(Saved entries)
•••

PR #4904, opened 2026-06-08
gatewayapi: mirror trust bundle into Gateway namespaces on OSS too

radixo:
- the data-plane proxy mounts tigera-ca-bundle from its own namespace on both variants, but the per-namespace copy was Enterprise-gated, so OSS proxies hung at ContainerCreating (configmap not found)
- mirror the bundle for both variants; controller tracks OSS namespaces via a labeled ConfigMap for cleanup

## Release Note

```release-note
None
```

## For PR author

- [ ] Tests for change.

## For PR reviewers

- [ ] Appropriate labels:

### DIFF
--- a/pkg/controller/gatewayapi/gatewayapi_controller.go
+++ b/pkg/controller/gatewayapi/gatewayapi_controller.go
@@ -17,11 +17,11 @@ package gatewayapi
 import (
 	"context"
 	"fmt"
+	"time"
 
 	v3 "github.com/tigera/api/pkg/apis/projectcalico/v3"
 	v1 "k8s.io/api/apps/v1"
 	corev1 "k8s.io/api/core/v1"
-	rbacv1 "k8s.io/api/rbac/v1"
 	"k8s.io/apimachinery/pkg/api/errors"
 	"k8s.io/apimachinery/pkg/api/meta"
 	metav1 "k8s.io/apimachinery/pkg/apis/meta/v1"
@@ -52,7 +52,9 @@ import (
 	"github.com/tigera/operator/pkg/ctrlruntime"
 	"github.com/tigera/operator/pkg/render"
 	"github.com/tigera/operator/pkg/render/common/networkpolicy"
+	"github.com/tigera/operator/pkg/render/common/secret"
 	"github.com/tigera/operator/pkg/render/gatewayapi"
+	"github.com/tigera/operator/pkg/tls/certificatemanagement"
 )
 
 const (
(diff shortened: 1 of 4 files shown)


pkg/controller/gatewayapi/gatewayapi_controller.go
```diff
@@ -505,10 +505,10 @@ func (r *ReconcileGatewayAPI) Reconcile(ctx context.Context, request reconcile.R
 	}
 	gatewayConfig.GatewayNamespaces = nsSet.SortedList()
 
-	// Enterprise: read previously-provisioned namespaces from the shared CRB's
-	// Subjects so we can clean them up when their Gateway is gone.
+	// Previously-provisioned namespaces, for cleanup. Enterprise reads the shared CRB's
+	// Subjects; OSS has no CRB, so it enumerates the mirrored trust-bundle ConfigMaps.
+	gatewayConfig.CurrentGatewayNamespaces = set.New[string]()
```
rene-dekker: I think the correct approach is for the trusted bundle to be named after the gateway and have an ownerref set to the gateway (see `CreateNamedTrustedBundle(...)`). This ensures that deletion of the gw will result in a cleaned bundle.

We wouldn't need all this logic to ensure cleanup. In fact, under the current conditions, deleting the GatewayAPI CR will delete the bundles, but not the gateways, leading to broken deployments.

radixo: Good call, thanks — done. The per-namespace resources (trust bundle, and on EE the WAF SA/RoleBindings/pull-secret) are now written by the controller with an ownerRef per Gateway in the namespace, so the GC cleans them up when the last Gateway there is deleted, and they no longer ride the GatewayAPI CR's lifecycle.

I kept a single shared bundle per namespace with one ownerRef per Gateway (rather than naming it per-gateway) since the proxy mounts a fixed name and multiple Gateways can share a namespace — GC still removes it once all owners are gone. This let me drop the CurrentGatewayNamespaces cleanup tracking entirely. Verified on a cluster: add/remove a 2nd Gateway updates the owner set, and deleting the last one GCs everything.

pkg/controller/gatewayapi/gatewayapi_controller.go
```diff
@@ -505,21 +507,51 @@ func (r *ReconcileGatewayAPI) Reconcile(ctx context.Context, request reconcile.R
...
-				if s.Kind == "ServiceAccount" {
-					gatewayConfig.CurrentGatewayNamespaces.Insert(s.Namespace)
+	// Legacy tigera-gateway teardown (TODO: remove once upgrades from 3.x are unsupported).
+	// Foreground-delete the old controller so its Deployment lingers until its pods are gone — only
+	// then does the Get below return NotFound, guaranteeing nothing re-creates the proxies we then
+	// sweep. Owner-scoped, requeueing until clean. Skipped if a Gateway lives in tigera-gateway,
+	// since then the proxy there belongs to the new controller.
+	const legacyGatewayNamespace = "tigera-gateway"
+	legacyNamespaceHostsGateway := false
+	for _, ns := range gatewayConfig.GatewayNamespaces {
```
rene-dekker: legacyNamespaceHostsGateway := slices.Contains(gatewayConfig.GatewayNamespaces, legacyGatewayNamespace)

radixo: Good catch, fixed this loops and the one on tierDown, thanks!

rene-dekker (approved):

•••

WHAT IS NEEDED:
Please print each entry once more, exactly as it reads.

RESPONSE BELOW:
PR #4904, opened 2026-06-08
gatewayapi: mirror trust bundle into Gateway namespaces on OSS too

radixo:
- the data-plane proxy mounts tigera-ca-bundle from its own namespace on both variants, but the per-namespace copy was Enterprise-gated, so OSS proxies hung at ContainerCreating (configmap not found)
- mirror the bundle for both variants; controller tracks OSS namespaces via a labeled ConfigMap for cleanup

## Release Note

```release-note
None
```

## For PR author

- [ ] Tests for change.

## For PR reviewers

- [ ] Appropriate labels:

### DIFF
--- a/pkg/controller/gatewayapi/gatewayapi_controller.go
+++ b/pkg/controller/gatewayapi/gatewayapi_controller.go
@@ -17,11 +17,11 @@ package gatewayapi
 import (
 	"context"
 	"fmt"
+	"time"
 
 	v3 "github.com/tigera/api/pkg/apis/projectcalico/v3"
 	v1 "k8s.io/api/apps/v1"
 	corev1 "k8s.io/api/core/v1"
-	rbacv1 "k8s.io/api/rbac/v1"
 	"k8s.io/apimachinery/pkg/api/errors"
 	"k8s.io/apimachinery/pkg/api/meta"
 	metav1 "k8s.io/apimachinery/pkg/apis/meta/v1"
@@ -52,7 +52,9 @@ import (
 	"github.com/tigera/operator/pkg/ctrlruntime"
 	"github.com/tigera/operator/pkg/render"
 	"github.com/tigera/operator/pkg/render/common/networkpolicy"
+	"github.com/tigera/operator/pkg/render/common/secret"
 	"github.com/tigera/operator/pkg/render/gatewayapi"
+	"github.com/tigera/operator/pkg/tls/certificatemanagement"
 )
 
 const (
(diff shortened: 1 of 4 files shown)


pkg/controller/gatewayapi/gatewayapi_controller.go
```diff
@@ -505,10 +505,10 @@ func (r *ReconcileGatewayAPI) Reconcile(ctx context.Context, request reconcile.R
 	}
 	gatewayConfig.GatewayNamespaces = nsSet.SortedList()
 
-	// Enterprise: read previously-provisioned namespaces from the shared CRB's
-	// Subjects so we can clean them up when their Gateway is gone.
+	// Previously-provisioned namespaces, for cleanup. Enterprise reads the shared CRB's
+	// Subjects; OSS has no CRB, so it enumerates the mirrored trust-bundle ConfigMaps.
+	gatewayConfig.CurrentGatewayNamespaces = set.New[string]()
```
rene-dekker: I think the correct approach is for the trusted bundle to be named after the gateway and have an ownerref set to the gateway (see `CreateNamedTrustedBundle(...)`). This ensures that deletion of the gw will result in a cleaned bundle.

We wouldn't need all this logic to ensure cleanup. In fact, under the current conditions, deleting the GatewayAPI CR will delete the bundles, but not the gateways, leading to broken deployments.

radixo: Good call, thanks — done. The per-namespace resources (trust bundle, and on EE the WAF SA/RoleBindings/pull-secret) are now written by the controller with an ownerRef per Gateway in the namespace, so the GC cleans them up when the last Gateway there is deleted, and they no longer ride the GatewayAPI CR's lifecycle.

I kept a single shared bundle per namespace with one ownerRef per Gateway (rather than naming it per-gateway) since the proxy mounts a fixed name and multiple Gateways can share a namespace — GC still removes it once all owners are gone. This let me drop the CurrentGatewayNamespaces cleanup tracking entirely. Verified on a cluster: add/remove a 2nd Gateway updates the owner set, and deleting the last one GCs everything.

pkg/controller/gatewayapi/gatewayapi_controller.go
```diff
@@ -505,21 +507,51 @@ func (r *ReconcileGatewayAPI) Reconcile(ctx context.Context, request reconcile.R
...
-				if s.Kind == "ServiceAccount" {
-					gatewayConfig.CurrentGatewayNamespaces.Insert(s.Namespace)
+	// Legacy tigera-gateway teardown (TODO: remove once upgrades from 3.x are unsupported).
+	// Foreground-delete the old controller so its Deployment lingers until its pods are gone — only
+	// then does the Get below return NotFound, guaranteeing nothing re-creates the proxies we then
+	// sweep. Owner-scoped, requeueing until clean. Skipped if a Gateway lives in tigera-gateway,
+	// since then the proxy there belongs to the new controller.
+	const legacyGatewayNamespace = "tigera-gateway"
+	legacyNamespaceHostsGateway := false
+	for _, ns := range gatewayConfig.GatewayNamespaces {
```
rene-dekker: legacyNamespaceHostsGateway := slices.Contains(gatewayConfig.GatewayNamespaces, legacyGatewayNamespace)

radixo: Good catch, fixed this loops and the one on tierDown, thanks!

rene-dekker (approved):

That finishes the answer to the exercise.